PR #635, opened 2018-12-15
Feature/Replication filters

Sandychuang8:
Replication filters: Add validation callback function in JNI and LiteCore related classes
Replication filter: add push filter and pull filter as part of replicator parameters, add replicator filter interface, add a new table to store replicator with replicator context key, remove filter method from replicator listener interface.
Replication filter fix: make sure return the value from validationFunction.
Replication filters fix: JNI methods requires returning j values

### DIFF
--- a/Java/src/com/couchbase/litecore/C4Replicator.java
+++ b/Java/src/com/couchbase/litecore/C4Replicator.java
@@ -85,7 +85,7 @@ public class C4Replicator {
                 pullFilter,
                 options);
         reverseLookupTable.put(handle, this);
-        reverseLookupTable2.put((long)socketFactoryContext, this);
+        reverseLookupTable2.put((long)replicatorContext.hashCode(), this);
     }
 
     C4Replicator(C4Database db, C4Socket openSocket, int push, int pull, byte[] options, Object replicatorContext) throws LiteCoreException {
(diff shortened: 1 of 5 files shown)


Java/src/com/couchbase/litecore/C4Replicator.java
```diff
@@ -61,19 +66,26 @@
...
                 otherLocalDB,
                 push, pull,
                 replicatorContext.hashCode(),
                 framing,
                 socketFactoryContext,
+                pushFilter,
+                pullFilter,
                 options);
         reverseLookupTable.put(handle, this);
+        reverseLookupTable2.put((long)socketFactoryContext, this);
```
pasin: IMO, the original code before this PR is very confusing. It seems like `replicatorContext.hashCode() == socketFactoryContext`. It's hard to follow from the code review where both replicatorContext and socketFactoryContext get used. We really need to clean this up.

As Java_com_couchbase_litecore_C4Replicator_createV2 sets the callback context to the replicatorContext.hashCode(), the correct value to set here is `replicatorContext.hashCode()`.

Java/src/com/couchbase/litecore/C4Replicator.java
```diff
@@ -172,6 +184,21 @@ private static void documentEndedCallback(long handle, boolean pushing,
         }
     }
 
+    private static boolean validationFunction(String docID, int flags, long dict, boolean isPush, long ctx) throws Exception {//
+        Log.e(TAG, "validationFunction() " +
```
pasin: Please don't use Log.e as Log.e means error.

Java/src/com/couchbase/litecore/C4Replicator.java
```diff
@@ -172,6 +184,21 @@ private static void documentEndedCallback(long handle, boolean pushing,
...
+                ", docID -> " + docID +
+                ", flags -> " + flags +
+                ", isPush -> " + isPush);
+         C4Replicator repl = reverseLookupTable2.get(ctx);
+         if(repl != null && repl != null) {
```
pasin: Look like checking the same thing here?

Java/src/com/couchbase/litecore/C4Replicator.java
```diff
@@ -172,6 +184,21 @@ private static void documentEndedCallback(long handle, boolean pushing,
         }
     }
 
+    private static boolean validationFunction(String docID, int flags, long dict, boolean isPush, long ctx) throws Exception {//
```
pasin: Please remove //.

pasin: I don't think the Exception is ever thrown from this method. If it's true, please remove throws Exception.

-.-.-

*What is required:*
Make an exact copy of the listing shown above.

*Answer box:*
PR #635, opened 2018-12-15
Feature/Replication filters

Sandychuang8:
Replication filters: Add validation callback function in JNI and LiteCore related classes
Replication filter: add push filter and pull filter as part of replicator parameters, add replicator filter interface, add a new table to store replicator with replicator context key, remove filter method from replicator listener interface.
Replication filter fix: make sure return the value from validationFunction.
Replication filters fix: JNI methods requires returning j values

### DIFF
--- a/Java/src/com/couchbase/litecore/C4Replicator.java
+++ b/Java/src/com/couchbase/litecore/C4Replicator.java
@@ -85,7 +85,7 @@ public class C4Replicator {
                 pullFilter,
                 options);
         reverseLookupTable.put(handle, this);
-        reverseLookupTable2.put((long)socketFactoryContext, this);
+        reverseLookupTable2.put((long)replicatorContext.hashCode(), this);
     }
 
     C4Replicator(C4Database db, C4Socket openSocket, int push, int pull, byte[] options, Object replicatorContext) throws LiteCoreException {
(diff shortened: 1 of 5 files shown)


Java/src/com/couchbase/litecore/C4Replicator.java
```diff
@@ -61,19 +66,26 @@
...
                 otherLocalDB,
                 push, pull,
                 replicatorContext.hashCode(),
                 framing,
                 socketFactoryContext,
+                pushFilter,
+                pullFilter,
                 options);
         reverseLookupTable.put(handle, this);
+        reverseLookupTable2.put((long)socketFactoryContext, this);
```
pasin: IMO, the original code before this PR is very confusing. It seems like `replicatorContext.hashCode() == socketFactoryContext`. It's hard to follow from the code review where both replicatorContext and socketFactoryContext get used. We really need to clean this up.

As Java_com_couchbase_litecore_C4Replicator_createV2 sets the callback context to the replicatorContext.hashCode(), the correct value to set here is `replicatorContext.hashCode()`.

Java/src/com/couchbase/litecore/C4Replicator.java
```diff
@@ -172,6 +184,21 @@ private static void documentEndedCallback(long handle, boolean pushing,
         }
     }
 
+    private static boolean validationFunction(String docID, int flags, long dict, boolean isPush, long ctx) throws Exception {//
+        Log.e(TAG, "validationFunction() " +
```
pasin: Please don't use Log.e as Log.e means error.

Java/src/com/couchbase/litecore/C4Replicator.java
```diff
@@ -172,6 +184,21 @@ private static void documentEndedCallback(long handle, boolean pushing,
...
+                ", docID -> " + docID +
+                ", flags -> " + flags +
+                ", isPush -> " + isPush);
+         C4Replicator repl = reverseLookupTable2.get(ctx);
+         if(repl != null && repl != null) {
```
pasin: Look like checking the same thing here?

Java/src/com/couchbase/litecore/C4Replicator.java
```diff
@@ -172,6 +184,21 @@ private static void documentEndedCallback(long handle, boolean pushing,
         }
     }
 
+    private static boolean validationFunction(String docID, int flags, long dict, boolean isPush, long ctx) throws Exception {//
```
pasin: Please remove //.

pasin: I don't think the Exception is ever thrown from this method. If it's true, please remove throws Exception.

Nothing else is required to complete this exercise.